- Provided material
PR #1666, opened 2022-02-23
Automate the creation of release tags

### LINKED ISSUE #378: Automate the creation of release tags after every release
Currently the plugin teams are creating release tags manually after every release. This can lead to discrepancies when they cut the release tag using a different commit id compared to the one shipped with the artifact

- Problem to work on
When a line in the material above holds the word "Automate", copy that line.

- Exercise answer
Automate the creation of release tags
### LINKED ISSUE #378: Automate the creation of release tags after every release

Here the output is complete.